Oireachtas Joint and Select Committees

Wednesday, 7 July 2021

Joint Committee on Tourism, Culture, Arts, Sport And Media

General Scheme of the Online Safety and Media Regulation Bill 2020: Discussion (Resumed)

Mr. Ronan Lupton:

Ultimately, the key response to the individual complaints mechanism relates to the rules of engagement. My preference is that any regulator be an advocate for the complainant, but the key query relates to how many complaints come and how they are filtered. That is the real challenge here. We have experience, as I said, with the Data Protection Commissioner and ComReg, where consumer complaints lines - call centres, almost - had to be set up to deal with the volume coming through. While a mechanism to allow complaints to be made is called for, the first port of call must be the social media company, to complain about the content with which the issue arises and make it take action to take down the content within the scope of the law, as it will then be aware of the deleterious content, whether it is misinformation or defamation, criminal or otherwise.

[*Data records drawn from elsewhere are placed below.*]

PR #167, opened 2019-10-08
Allow SZIP compression options 

### LINKED ISSUE #166: szip compression parameters type checking fails in H5DATAIO
Currently szip can only be called without compression options.

Compression options for szip should be in the form of a tuple ('ec'|'nn', even integer 0-32). If a tuple, e.g. ```('ec',16)``` is passed to H5DATAIO:

```
>>> TypeError: incorrect type for 'compression_opts' (got 'tuple', expected 'int')
```

for

```
type(data) # numpy array
H5DataIO(data, chunks=(3,4,5,6)_A, compression="szip", compression_opts=('ec',16), shuffle=False)
```

oruebel:
## Motivation

Fix #166 
Enhance parameter checking in H5DataIO
Add tests for parameter checking

## Checklist

### DIFF
--- a/src/hdmf/backends/hdf5/h5_utils.py
+++ b/src/hdmf/backends/hdf5/h5_utils.py
@@ -5,6 +5,7 @@ except ImportError:
     from collections import Iterable  # Python 2.7
 from six import binary_type, text_type
 from h5py import Group, Dataset, RegionReference, Reference, special_dtype
+from h5py import filters as h5py_filters
 import json
 import numpy as np
 import warnings
@@ -233,7 +234,7 @@ class H5DataIO(DataIO):
                     'http://docs.h5py.org/en/latest/high/dataset.html#dataset-compression',
              'default': None},
             {'name': 'compression_opts',
-             'type': int,
+             'type': (int, tuple),
              'doc': 'Parameter for compression filter',
              'default': None},
             {'name': 'fillvalue',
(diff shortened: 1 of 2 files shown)


ajtritt (dismissed):

tests/unit/test_io_hdf5_h5tools.py
```diff
@@ -150,6 +151,35 @@ def test_write_dataset_list_compress(self):
...
+    def test_write_dataset_list_compress_szip(self):
+        a = H5DataIO(np.arange(30).reshape(5, 2, 3),
+                     compression='szip',
+                     compression_opts=('ec', 16),
+                     shuffle=True,
+                     fletcher32=True)
+        self.io.write_dataset(self.f, DatasetBuilder('test_dataset', a, attributes={}))
+        dset = self.f['test_dataset']
+        self.assertTrue(np.all(dset[:] == a.data))
+        self.assertEqual(dset.compression, 'lzf')
```
bendichter:
```suggestion
        self.assertEqual(dset.compression, 'szip')
```

bendichter: otherwise looks good!

oruebel: @bendichter good catch. This should be fixed now. I don't have SZIP installed so I unfortunately could not run that test case.

oruebel:
@rly @bendichter @ajtritt could you check and approve. I had to dismiss your approval to fix a bug that Ben had found.

ajtritt (approved):

src/hdmf/backends/hdf5/h5_utils.py
```diff
@@ -277,25 +278,66 @@ def __init__(self, **kwargs):
...
+                        raise ValueError("GZIP compression_opts setting must be an integer from 0-9, " +
+                                         "not " + str(self.__iosettings['compression_opts']))
+                elif self.__iosettings['compression'] == 'lzf':
+                    if self.__iosettings['compression_opts'] is not None:
+                        raise ValueError("LZF compression filter accepts no compression_opts")
+                elif self.__iosettings['compression'] == 'szip':
+                    if not isinstance(self.__iosettings['compression_opts'], tuple) or \
+                                    len(self.__iosettings['compression_opts']) != 2:
+                        raise ValueError("SZIP compression filter compression_opts" +
+                                         " must be a 2-tuple ('ec'|'nn', even integer 0-32")
```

One would then take the steps to report but the question is whether society or the citizen knows the steps to take ant the answer is probably not. We cannot have a situation where people are told to run off to the digital safety czar and make their complaint, only for the digital safety czar to say it does not meet the threshold because it is freedom of expression-type content. An example would be a case before the courts recently involving Salesian College. Vulgar abuse is not defamation; it is simply vulgar abuse. You may not like it but it is, unfortunately, a feature of freedom of expression. The idea in that case was to try to unmask the person making the vulgar statements. That did not go ahead and the case has been withdrawn but it was before the courts and there is a written judgment in terms of what occurred. If we take that model, you would normally complain to Facebook first to say "I have somebody abusing me. We do not know who they are. Do something about it". If it fails to do this and to take steps, you should perhaps get a log from that particular platform provider and send it to the social media czar or commission and ask it to advocate on your behalf, rather than simply going to the social media commissioner or information society commissioner and saying "I have this complaint. You go deal with it. You find out what my problem is and take the initiative." I think this would be a disaster. However, if there are rules of engagement and the platforms buy in to it, be it through a code of conduct or some form of legislative narrative that tells them they must engage in this manner, ultimately, it will be cleaner and we will be able to resource it properly and come to some meeting of minds without recourse to the courts to try to take the content down and deal with it in a manner that is proper.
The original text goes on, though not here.